# How can I use two ISP providers in one LAN?



## chrtech (Sep 4, 2009)

We have engaged two Internet Service Providers in our office. We have a Local Area Network installed. At first we only have one ISP. Our network consist of the following: a Modem (provided by the ISP) connected to a router (linksys wireless n), the router is connected to 3com switch. We have a DHCP server running on linux and is attached to the switch. The router served as our gateway to the internet. Now that we have another ISP we wanted to integrate it into our LAN so that the computers can be distributed among the two ISPs. We have more than 30 computers in our office. Please help us on how we can accomplish this.

Thanks a lot!

Have a great day!


----------



## Suncoast (Jul 28, 2009)

Welcome to TSF. This isn't as easy a question as you may think. Please feel free to ask questions, especially if you don't understand something. 

Ok, a few important questions. 

Can the second ISP link be a backup link, called fail-over? This is the least expensive, but also the least efficient option.

Can you split your network into two separate networks? Or do these computers all really need to talk to each other. 2nd least expensive option, and most efficient.

Or do you need both connections to be active at the same time, and transparently available to all users, called Multi-ISP peering? Prohibitively expensive for small business. 

If money is no object, you do this by setting up a commercial grade router that supports BGP peering. But this isn't something normally done with a small business. And it would require professional help, likely available from one of your ISP's.


----------



## Suncoast (Jul 28, 2009)

I just noticed your OS list. This really expands your options. Have a look at this site  Here and Here.  You also might want to search this site Here as well.


----------



## chrtech (Sep 4, 2009)

Thanks for the reply!

We have defined a domain in our network. All our computers log in and can talk to each other. The Server being our domain server also served as our DHCP server. 

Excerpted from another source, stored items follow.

PR #670, opened 2018-03-16
Add support for deprecated field

ioanatia:
`deprecated` is one of the fixed fields in an `Operation` object.

It's included in all versions:
- https://github.com/OAI/OpenAPI-Specification/blob/master/versions/1.2.md#523-operation-object
- https://github.com/OAI/OpenAPI-Specification/blob/master/versions/2.0.md#operation-object
- https://github.com/OAI/OpenAPI-Specification/blob/master/versions/3.0.1.md#operation-object

### DIFF
--- a/lib/grape-swagger/endpoint.rb
+++ b/lib/grape-swagger/endpoint.rb
@@ -123,9 +123,14 @@ module Grape
       method[:responses]   = response_object(route)
       method[:tags]        = route.options.fetch(:tags, tag_object(route, path))
       method[:operationId] = GrapeSwagger::DocMethods::OperationId.build(route, path)
+      method[:deprecated] = deprecated_object(route)
       method.delete_if { |_, value| value.blank? }
 
       [route.request_method.downcase.to_sym, method]
+    end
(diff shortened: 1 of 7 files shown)


lib/grape-swagger/endpoint.rb
```diff
@@ -4,6 +4,7 @@
 require 'active_support/core_ext/string/inflections.rb'
 
 module Grape
+  # rubocop:disable Metrics/ClassLength
```
LeFnord: please don't add it here, specify it in the .rubocop-todo.yml

LeFnord:
thanks @ioanatia …

lib/grape-swagger/endpoint.rb
ioanatia: okay, and I will fix the other two rubocop issues that causes the CI to fail.

LeFnord:
thanks again @ioanatia

ioanatia:
thanks for reviewing this so quickly :smile_cat:

PR #673, opened 2018-04-01
Update README.md - usage of `deprecated` fix field

ioanatia:
This is a follow up on https://github.com/ruby-grape/grape-swagger/pull/670 where support for the `deprecated` fix field was added, but the docs were not updated :sweat_smile: .


LeFnord:
thanks @ioanatia …

Issue #680, opened 2018-07-12
Error schemas are lost for all responses when an endpoint can return a 204


adstratm:
If a Grape Endpoint returns a 204 response when successful, the schemas are lost for any of the error responses as well.  For the following mock endpoint, 

```
desc 'delete something',
     is_array: true,
     success: { status: 204 },
     failure: [
       [401, 'Unauthorized', Entities::ApiError],
       [403, 'Forbidden', Entities::ApiError],
       [404, 'Not Found', Entities::ApiError]
     ]

delete do
  status 204
end
```

the generated docs from `0.29` are as follows: 

```
{"delete"=>
  {"description"=>"delete something",
   "produces"=>["application/json"],
   "responses"=>
    {"204"=>{"description"=>"delete something"},
     "401"=>{"description"=>"Unauthorized"},
     "403"=>{"description"=>"Forbidden"},
     "404"=>{"description"=>"Not Found"}},
   "tags"=>["schema_lost"],
   "operationId"=>"deleteSchemaLost"}}
```

But because a schema was provided for the 400-level errors, this information should be reflected in the generated doc:

```
{"delete"=>
  {"description"=>"delete something",
   "produces"=>["application/json"],
   "responses"=>
    {"204"=>{"description"=>"delete something"},
     "401"=>
      {"description"=>"Unauthorized",
       "schema"=>{"$ref"=>"#/definitions/ApiError"}},
     "403"=>
      {"description"=>"Forbidden",
       "schema"=>{"$ref"=>"#/definitions/ApiError"}},
     "404"=>
      {"description"=>"Not Found",
       "schema"=>{"$ref"=>"#/definitions/ApiError"}}},
   "tags"=>["schema_lost"],
   "operationId"=>"deleteSchemaLost"}}
```

The issue is that any responses belonging to an endpoint that *could* respond with 204 are discarded.  I'll open a pull request momentarily with the fix.

adstratm:
[Pull request](https://github.com/ruby-grape/grape-swagger/pull/681)

adstratm:
Merged with a73657b24d84231c9e418f54f575744c4460e3a5.  Thanks!

PR #681, opened 2018-07-12
Provide error schemas when an endpoint can return a 204

adstratm:
See [issue](https://github.com/ruby-grape/grape-swagger/issues/680)


LeFnord:
thanks for fixing @adstratm

PR #688, opened 2018-07-23
Deep merge params for definition

jdmurphy:
I found that when using body params in PUT and POST, a nested entity in the params that has a description set at the entity level will not have that description in the OpenAPI spec output. For example given:
```
params do
  requires :spline, description: 'It is a spline', documentation: {param_type: 'body'}, type: Hash do
    requires :x, type: Numeric
    requires :y, type: Numeric
  end
  optional :reticulated, type: Boolean, default: true, desc: 'True if the spline is reticulated.'
end
```
a definition will be created (notice that the `spline` hash under properties has no description): 
```
"postSplines":{  
   "type":"object",
   "properties":{  
      "spline":{  
         "type":"object",
         "properties":{  
            "x":{  
               "type":"integer",
               "format":"int64"
            },
            "y":{  
               "type":"integer",
               "format":"int64"
            }
         },
         "required":[  
            "x",
            "y"
         ]
      },
      "reticulated":{  
         "type":"boolean",
         "description":"True if the spline is reticulated."
      }
   },
   "required":[  
      "spline"
   ],
   "description":"Create a spline."
 }
```

With my fix a deep merge occurs which maintains elements on the parent object when merging a nested element: (and the `description` of "It is a spline" is kept)
```
"postSplines":{  
   "type":"object",
   "properties":{  
      "spline":{  
         "type":"object",
         "description":"It is a spline",
         "properties":{  
            "x":{  
               "type":"integer",
               "format":"int64"
            },
            "y":{  
               "type":"integer",
               "format":"int64"
            }
         },
         "required":[  
            "x",
            "y"
         ]
      },
      "reticulated":{  
         "type":"boolean",
         "description":"True if the spline is reticulated."
      }
   },
   "required":[  
      "spline"
   ],
   "description":"Create a spline."
}
```

while looking into this I noticed that the `recursive_call` function was using the `property` parameter as a key without regard to its format which could lead to having string and symbols mixed together specifically when nested params are being evaluated (the nested param would be the string whereas every other element would be a symbol), so I added a call to `.to_sym` to ensure use of symbols throughout since we are using Hash and not HashWithIndifferentAccess.

### DIFF
--- a/CHANGELOG.md
+++ b/CHANGELOG.md
@@ -6,6 +6,7 @@
 
 #### Fixes
 
+* [#688](https://github.com/ruby-grape/grape-swagger/pull/688): Use deep merge for nested parameter definitions - [@jdmurphy](https://github.com/jdmurphy).
 * Your contribution here.
 
 ###  0.30.1 (July 19, 2018)
--- a/lib/grape-swagger/doc_methods/move_params.rb
+++ b/lib/grape-swagger/doc_methods/move_params.rb
@@ -1,5 +1,7 @@
 # frozen_string_literal: true
 
+require 'active_support/core_ext/hash/deep_merge'
+
 module GrapeSwagger
   module DocMethods
     class MoveParams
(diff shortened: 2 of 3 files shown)


LeFnord:
thanks @jdmurphy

We plan to use the two ISPs at the same time looking also at the idea of load balancing. We are looking for an appliance that can detect when one of the ISP is down so that it can automatically re-route connection to the other ISP. This should be both ways meaning incoming as well as outgoing connections. 

We have applications running in our office that are accessed by our regional offices so we need two ISP to ensure continuity of connection. 

What we have done is to install two routers and separated the network in to two - 192.168.1.10 (first router with DHCP off) range 192.168.1.11 - 150 and 192.168.1.2 (second router with DHCP on) range 192.168.1.151 - 250. Computers under the first range have their IP Address defined statically on each computer. Computers under the second range gets their IP Address dynamically thru DHCP. The firs ISP is connected to the first router and the second ISP is connected to the second router. The routers are connected to each other via cable thru one of its ports. This connection seems to work for we can use the two ISPs simultaneously. But we don't know yet how to manage it when one of the ISP is down. Can you enlighten us on this one?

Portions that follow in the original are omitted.